Quasi un miliardo di dollari. Intesa Sanpaolo scommette su SpaceX e conquista un terzo del portafoglio USA

Redazione Money Premium

18 Agosto 2026 - 09:42

Un terzo del portafoglio americano: perché Intesa ha puntato così tanto sui razzi spaziali di Musk?

Quasi un miliardo di dollari. Intesa Sanpaolo scommette su SpaceX e conquista un terzo del portafoglio USA

La recente rivelazione di un documento depositato presso la Securities and Exchange Commission americana ha portato alla luce la dimensione concreta della scommessa di Intesa Sanpaolo su SpaceX.

Al 30 giugno 2026 la maggiore banca italiana deteneva quasi 5,66 milioni di azioni del colosso aerospaziale guidato da Elon Musk, per un controvalore di circa 966 milioni di dollari. Si tratta della posizione più rilevante all’interno del portafoglio azionario statunitense dell’istituto, pari a circa un terzo del totale di 2,92 miliardi di dollari investiti oltreoceano.

Un’operazione che viene da lontano

L’operazione affonda le radici nell’ottobre 2023, quando Intesa Sanpaolo aveva annunciato l’ingresso nel capitale di SpaceX in coerenza con il Piano d’Impresa 2022-2025, che individuava nell’innovazione uno dei pilastri per la creazione di valore. All’epoca l’entità dell’investimento non era stata resa pubblica perché inferiore alle soglie di disclosure obbligatoria, ma la successiva quotazione in Borsa di SpaceX, avvenuta a giugno 2026 con un’offerta iniziale a 135 dollari per azione e una capitalizzazione di mercato che si è attestata intorno ai 1.900 miliardi di dollari, ha trasformato quella scommessa in una delle maggiori esposizioni istituzionali italiane verso la space economy.

Cosa significa questa partecipazione? Per Intesa Sanpaolo rappresenta un chiaro segnale di orientamento strategico verso settori ad alto potenziale di crescita di lungo periodo. Il settore aerospaziale e le relative infrastrutture satellitari, a partire dalla costellazione Starlink, sono considerati elementi abilitanti non solo per l’esplorazione spaziale e la riduzione dei costi di accesso all’orbita, ma anche per lo sviluppo di applicazioni di connettività globale, monitoraggio ambientale, agricoltura di precisione e, sempre più, per le esigenze di trasferimento dati legate all’intelligenza artificiale. L’investimento conferma la volontà della banca di posizionarsi su tecnologie disruptive, diversificando il portafoglio oltre i tradizionali impieghi bancari e assicurativi.

Un potenziale da decifrare

L’impatto immediato si misura sia sul bilancio della banca sia sul mercato. La concentrazione di un terzo del portafoglio USA su un singolo titolo introduce un elemento di volatilità, tipico delle società ad alta crescita e ancora in fase di consolidamento dei multipli post-IPO. Al tempo stesso, la plusvalenza latente generata dalla quotazione rafforza il patrimonio e la capacità di generare valore per gli azionisti.

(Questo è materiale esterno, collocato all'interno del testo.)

PR #224, opened 2021-03-02
TH-1022 | Add scroll restoration to collection page

Sartonon:
## Description :sparkles:

- Add scroll restoration to collection page

I spent quite a bit of time investigating how scroll positions could be handled and if we could have some reusable logic here but ended up with simple solution for now... If someone has good suggestions how to could be handled lets hear them :)

### DIFF
--- a/src/domain/collection/CollectionPageContainer.tsx
+++ b/src/domain/collection/CollectionPageContainer.tsx
@@ -1,6 +1,6 @@
 import React from 'react';
 import { useTranslation } from 'react-i18next';
-import { useLocation, useParams } from 'react-router';
+import { useHistory, useLocation, useParams } from 'react-router';
 import { Link } from 'react-router-dom';
 
 import ErrorHero from '../../common/components/error/ErrorHero';
@@ -14,6 +14,7 @@ import useLocale from '../../hooks/useLocale';
 import MainContent from '../app/layout/MainContent';
 import PageWrapper from '../app/layout/PageWrapper';
 import { ROUTES } from '../app/routes/constants';
+import { getLargeEventCardId } from '../event/EventUtils';
 import CollectionHero from './collectionHero/CollectionHero';
 import styles from './collectionPage.module.scss';
 import CollectionPageMeta from './collectionPageMeta/CollectionPageMeta';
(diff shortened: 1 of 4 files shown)


Sartonon:
I spent quite a bit of time investigating how scroll positions could be handled and if we could have some reusable logic here but ended up with simple solution for now... If someone has good suggestions how to could be handled lets hear them :)

src/domain/collection/CollectionPageContainer.tsx
```diff
@@ -82,6 +85,24 @@ const CollectionPageContainer: React.FC = () => {
...
+
+  // Scroll back to correct event card (event tat user is coming back from)
+  React.useEffect(() => {
+    if (location.state?.eventId) {
+      const cardId = getLargeEventCardId(location.state.eventId);
+      scrollToEventCard(cardId);
+      // Clear eventId value to keep scroll position correctly
+      const state = { ...location.state };
+      delete state.eventId;
+      history.replace({ ...location, state });
```
Sartonon, line 102: Not sure in which situation this is really needed, it is same as in EventSearchPageContainer.tsx

nikomakela: Found this with a quick search: https://stackoverflow.com/a/47513369/784642

nikomakela (approved):
Looks good to me.

nikomakela:
Actually, I tested it from PR server and it seems to not work on my Chrome Version 88.0.4324.192 (Official Build) (x86_64). 

I clicked "Kolmen karhun..." 
image

I get this 
image

After browser's back button, I'm on top of the page!

nikomakela:
Okay, by clicking left-arrow -button it seems to work. 
image

src/domain/collection/CollectionPageContainer.tsx
Sartonon: I was just thinking in what situation this could cause problems if left out...

Sartonon: Without this if I would navigate back and forward I would still get restored scroll, not sure if that would be problematic

PR #225, opened 2021-03-02
TH-935 | Fix double 302 redirection

Sartonon:
## Description :sparkles:

- redirect "/" straight to "/:locale/home"

## Screenshots :camera_flash:

Screenshot 2021-03-02 at 19 57 24

### DIFF
--- a/src/constants.ts
+++ b/src/constants.ts
@@ -40,11 +40,7 @@ export enum SUPPORT_LANGUAGES {
   EN = 'en',
 }
 
-export const supportedLanguages = [
-  SUPPORT_LANGUAGES.EN,
-  SUPPORT_LANGUAGES.FI,
-  SUPPORT_LANGUAGES.SV,
-];
+export const supportedLanguages = Object.values(SUPPORT_LANGUAGES);
 
 export enum DATE_PICKER_INPUT {
   START = 'start',
--- a/src/constants.ts
+++ b/src/constants.ts
@@ -40,6 +40,12 @@ export enum SUPPORT_LANGUAGES {
   EN = 'en',
 }
 
+export const supportedLanguages = [
+  SUPPORT_LANGUAGES.EN,
+  SUPPORT_LANGUAGES.FI,
+  SUPPORT_LANGUAGES.SV,
+];
+
 export enum DATE_PICKER_INPUT {
   START = 'start',
   END = 'end',
--- a/src/server/__tests__/utils.test.tsx
+++ b/src/server/__tests__/utils.test.tsx
@@ -2,7 +2,7 @@
 import { handleReactRouterRedirection } from '../utils';
 
 describe('handleReactRouterRedirection', () => {
-  it('redirects to /fi/home 308', () => {
+  it("redirects '/fi' to '/fi/home' (308 Permanent Redirect)", () => {
     const redirect = jest.fn();
     const req: any = { path: '/fi' };
     const res: any = { redirect };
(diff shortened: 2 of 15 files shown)


nikomakela (commented):
Looks good to me, but I'm not very familiar with Router yet.

src/constants.ts
```diff
@@ -40,6 +40,12 @@ export enum SUPPORT_LANGUAGES {
   EN = 'en',
 }
 
+export const supportedLanguages = [
```
nenonja, line 43: `export const supportedLanguages = Object.values(SUPPORT_LANGUAGES);` is shorter and safer too if SUPPORT_LANGUAGES are updated?

nenonja: Also, there is dozens of `Object.values(SUPPORT_LANGUAGES)` in the codebase, they could be replaced with `supportedLanguages`

nenonja (commented):
I'm not guru with redirects at all but start reading about redirects:
https://www.drlinkcheck.com/blog/http-redirects-301-302-303-307-308#:~:text=Use%20a%20302%20redirect%20when,know%20what%20you%20are%20doing.
and it strongly suggest _not_ to use 308 code:
`Due to still limited support of 308, the recommendation is to always go with 301 redirects, unless you require POST requests to be redirected properly and are certain that all clients understand the 308 response code.`

Also I dont understand why `/fi -> /fi/home` is permanent redirect but `/` -> `/fi/home` is temporary redirect?

src/constants.ts
Sartonon: Yeah should use object.values

nenonja:
> `Due to still limited support of 308, the recommendation is to always go with 301 redirects, unless you require POST requests to be redirected properly and are certain that all clients understand the 308 response code.`

https://developer.mozilla.org/en-US/docs/Web/HTTP/Status/308
It seems that only IE 11 with windows 7 or 8 or older does not work. Perhaps it's good enough for us.

nenonja:
Conflict must be resolved and hopefully browsert tests turn to green after rebasing, master has fixes to them.

Sartonon:
> I'm not guru with redirects at all but start reading about redirects:
> 
> https://www.drlinkcheck.com/blog/http-redirects-301-302-303-307-308#:~:text=Use%20a%20302%20redirect%20when,know%20what%20you%20are%20doing.
> 
> and it strongly suggest _not_ to use 308 code:
> 
> `Due to still limited support of 308, the recommendation is to always go with 301 redirects, unless you require POST requests to be redirected properly and are certain that all clients understand the 308 response code.`
> 
> 
> 
> Also I dont understand why `/fi -> /fi/home` is permanent redirect but `/` -> `/fi/home` is temporary redirect?
> 
> 

Me neither. That is what was told in SEO report.. maybe we need to ask them again

Sartonon:
Screenshot 2021-03-05 at 14 30 10

src/server/__tests__/utils.test.tsx
```diff
@@ -0,0 +1,22 @@
+/* eslint-disable @typescript-eslint/no-explicit-any */
+import { handleReactRouterRedirection } from '../utils';
+
+describe('handleReactRouterRedirection', () => {
+  it('redirects to /fi/home 308', () => {
```
nenonja, line 5: very small thing but description could be `"redirects '/fi' to '/fi/home' (308 Permanent Redirect)"` and 
`"redirects '/' to '/fi/home' (302 Temporary Redirect)"`

nenonja (approved):
Looks good! One small improvement suggestion, but not mandatory

src/server/__tests__/utils.test.tsx
Sartonon: fixed :)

Sul piano reputazionale, la presenza di un grande istituto europeo tra gli azionisti di SpaceX contribuisce a legittimare ulteriormente l’azienda agli occhi di investitori istituzionali globali.

Il potenziale di lungo periodo resta legato alla capacità di SpaceX di eseguire i suoi ambiziosi programmi, in particolare lo sviluppo di Starship e l’espansione commerciale di Starlink. Se i piani di Elon Musk di rendere i lanci completamente riutilizzabili e di costruire un’infrastruttura satellitare a supporto della prossima generazione di servizi digitali si concretizzeranno, la partecipazione di Intesa Sanpaolo potrebbe generare rendimenti significativi nel tempo. Al contrario, ritardi tecnologici, pressioni competitive o una correzione dei multipli di valutazione potrebbero esporre il portafoglio a oscillazioni marcate.